Supplied entries
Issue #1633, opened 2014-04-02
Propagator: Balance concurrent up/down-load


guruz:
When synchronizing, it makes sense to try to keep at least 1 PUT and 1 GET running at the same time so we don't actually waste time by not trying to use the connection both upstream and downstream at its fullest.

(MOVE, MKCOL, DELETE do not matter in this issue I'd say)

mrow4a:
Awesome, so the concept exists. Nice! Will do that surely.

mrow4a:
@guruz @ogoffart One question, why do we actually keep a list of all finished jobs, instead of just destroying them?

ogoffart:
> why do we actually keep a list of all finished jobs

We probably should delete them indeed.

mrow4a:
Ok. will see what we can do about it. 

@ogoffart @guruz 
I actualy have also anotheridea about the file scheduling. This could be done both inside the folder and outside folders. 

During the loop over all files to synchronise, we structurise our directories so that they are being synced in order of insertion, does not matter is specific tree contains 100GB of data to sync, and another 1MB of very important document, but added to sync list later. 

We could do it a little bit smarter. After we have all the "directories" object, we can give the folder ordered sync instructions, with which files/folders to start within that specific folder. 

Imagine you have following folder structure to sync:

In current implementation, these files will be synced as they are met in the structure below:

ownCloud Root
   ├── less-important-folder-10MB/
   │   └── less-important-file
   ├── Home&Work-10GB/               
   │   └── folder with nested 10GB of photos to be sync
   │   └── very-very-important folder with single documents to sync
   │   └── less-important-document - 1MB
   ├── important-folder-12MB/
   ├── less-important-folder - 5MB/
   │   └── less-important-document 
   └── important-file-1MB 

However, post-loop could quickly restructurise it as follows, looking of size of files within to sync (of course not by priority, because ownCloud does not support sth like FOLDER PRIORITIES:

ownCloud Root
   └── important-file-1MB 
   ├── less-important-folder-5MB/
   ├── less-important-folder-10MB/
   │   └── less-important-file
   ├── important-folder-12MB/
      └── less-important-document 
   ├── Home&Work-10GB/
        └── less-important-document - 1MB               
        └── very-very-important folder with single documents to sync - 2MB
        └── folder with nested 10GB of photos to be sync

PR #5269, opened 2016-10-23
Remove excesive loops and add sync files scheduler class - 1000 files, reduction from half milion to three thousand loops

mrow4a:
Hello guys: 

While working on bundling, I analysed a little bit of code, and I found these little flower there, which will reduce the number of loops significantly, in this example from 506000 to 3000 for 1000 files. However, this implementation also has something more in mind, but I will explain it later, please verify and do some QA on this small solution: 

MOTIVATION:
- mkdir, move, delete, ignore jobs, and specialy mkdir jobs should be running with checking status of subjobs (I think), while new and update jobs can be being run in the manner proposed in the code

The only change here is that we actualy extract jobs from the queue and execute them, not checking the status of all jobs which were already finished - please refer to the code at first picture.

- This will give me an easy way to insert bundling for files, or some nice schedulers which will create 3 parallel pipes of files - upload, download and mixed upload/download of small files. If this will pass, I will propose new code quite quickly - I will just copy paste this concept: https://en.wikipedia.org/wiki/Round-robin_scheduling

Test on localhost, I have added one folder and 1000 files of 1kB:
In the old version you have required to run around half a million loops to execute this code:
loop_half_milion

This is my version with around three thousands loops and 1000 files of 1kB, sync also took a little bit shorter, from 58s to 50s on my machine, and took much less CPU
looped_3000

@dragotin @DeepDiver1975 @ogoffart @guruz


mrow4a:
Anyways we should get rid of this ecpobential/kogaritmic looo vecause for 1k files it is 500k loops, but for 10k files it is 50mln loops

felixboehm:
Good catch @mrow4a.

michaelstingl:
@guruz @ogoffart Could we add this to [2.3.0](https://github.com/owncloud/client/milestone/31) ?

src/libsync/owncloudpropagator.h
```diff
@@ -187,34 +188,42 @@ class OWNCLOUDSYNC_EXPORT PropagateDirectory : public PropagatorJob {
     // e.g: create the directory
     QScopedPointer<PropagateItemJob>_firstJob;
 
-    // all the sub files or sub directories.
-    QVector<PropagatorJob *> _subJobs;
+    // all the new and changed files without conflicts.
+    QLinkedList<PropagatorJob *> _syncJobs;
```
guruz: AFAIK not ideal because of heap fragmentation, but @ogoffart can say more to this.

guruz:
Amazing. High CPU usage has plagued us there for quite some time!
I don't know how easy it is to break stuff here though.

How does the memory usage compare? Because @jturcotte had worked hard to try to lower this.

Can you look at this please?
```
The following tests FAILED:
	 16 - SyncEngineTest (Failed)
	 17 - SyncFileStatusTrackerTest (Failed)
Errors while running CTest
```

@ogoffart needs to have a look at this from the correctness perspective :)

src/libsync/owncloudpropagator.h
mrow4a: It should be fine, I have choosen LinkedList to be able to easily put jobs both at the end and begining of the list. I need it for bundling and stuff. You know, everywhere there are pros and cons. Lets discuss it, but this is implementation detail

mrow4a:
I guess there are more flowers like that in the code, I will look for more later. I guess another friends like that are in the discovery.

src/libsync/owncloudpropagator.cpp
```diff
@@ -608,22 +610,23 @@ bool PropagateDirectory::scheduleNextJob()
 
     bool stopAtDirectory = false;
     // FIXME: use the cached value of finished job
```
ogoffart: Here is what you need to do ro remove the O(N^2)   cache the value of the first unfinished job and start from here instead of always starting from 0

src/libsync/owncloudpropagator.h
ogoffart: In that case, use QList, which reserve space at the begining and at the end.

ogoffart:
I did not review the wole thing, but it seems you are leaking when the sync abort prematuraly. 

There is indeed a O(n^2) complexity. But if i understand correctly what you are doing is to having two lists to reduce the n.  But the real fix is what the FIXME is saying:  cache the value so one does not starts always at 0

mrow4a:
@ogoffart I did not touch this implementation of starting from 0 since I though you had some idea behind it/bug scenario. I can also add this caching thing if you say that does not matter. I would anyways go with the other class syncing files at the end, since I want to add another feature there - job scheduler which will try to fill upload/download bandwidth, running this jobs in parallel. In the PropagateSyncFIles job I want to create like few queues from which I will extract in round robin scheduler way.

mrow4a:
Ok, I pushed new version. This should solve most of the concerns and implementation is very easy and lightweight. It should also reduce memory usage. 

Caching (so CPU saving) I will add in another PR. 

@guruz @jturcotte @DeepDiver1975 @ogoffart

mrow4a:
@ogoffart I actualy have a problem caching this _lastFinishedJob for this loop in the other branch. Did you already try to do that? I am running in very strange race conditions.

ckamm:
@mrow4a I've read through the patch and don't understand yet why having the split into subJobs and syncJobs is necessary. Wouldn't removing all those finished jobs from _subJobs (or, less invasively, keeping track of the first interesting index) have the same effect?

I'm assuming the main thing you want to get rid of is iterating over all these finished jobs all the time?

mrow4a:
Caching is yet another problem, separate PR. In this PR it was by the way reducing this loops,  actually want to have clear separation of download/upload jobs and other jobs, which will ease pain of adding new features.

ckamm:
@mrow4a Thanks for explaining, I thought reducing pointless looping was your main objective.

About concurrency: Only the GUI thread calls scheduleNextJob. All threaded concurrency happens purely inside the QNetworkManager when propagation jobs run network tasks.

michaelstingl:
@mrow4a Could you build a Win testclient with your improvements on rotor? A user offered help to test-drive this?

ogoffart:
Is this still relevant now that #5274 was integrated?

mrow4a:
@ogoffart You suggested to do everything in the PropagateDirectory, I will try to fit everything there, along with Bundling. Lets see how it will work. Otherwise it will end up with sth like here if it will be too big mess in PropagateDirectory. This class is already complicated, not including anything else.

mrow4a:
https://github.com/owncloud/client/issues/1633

Exercise prompt
Starting at the first line of the material above, reproduce each line exactly up to and including the line with "I actualy have also".

Solution for this exercise
Issue #1633, opened 2014-04-02
Propagator: Balance concurrent up/down-load


guruz:
When synchronizing, it makes sense to try to keep at least 1 PUT and 1 GET running at the same time so we don't actually waste time by not trying to use the connection both upstream and downstream at its fullest.

(MOVE, MKCOL, DELETE do not matter in this issue I'd say)

mrow4a:
Awesome, so the concept exists. Nice! Will do that surely.

mrow4a:
@guruz @ogoffart One question, why do we actually keep a list of all finished jobs, instead of just destroying them?

ogoffart:
> why do we actually keep a list of all finished jobs

We probably should delete them indeed.

mrow4a:
Ok. will see what we can do about it. 

@ogoffart @guruz 
I actualy have also anotheridea about the file scheduling. This could be done both inside the folder and outside folders. 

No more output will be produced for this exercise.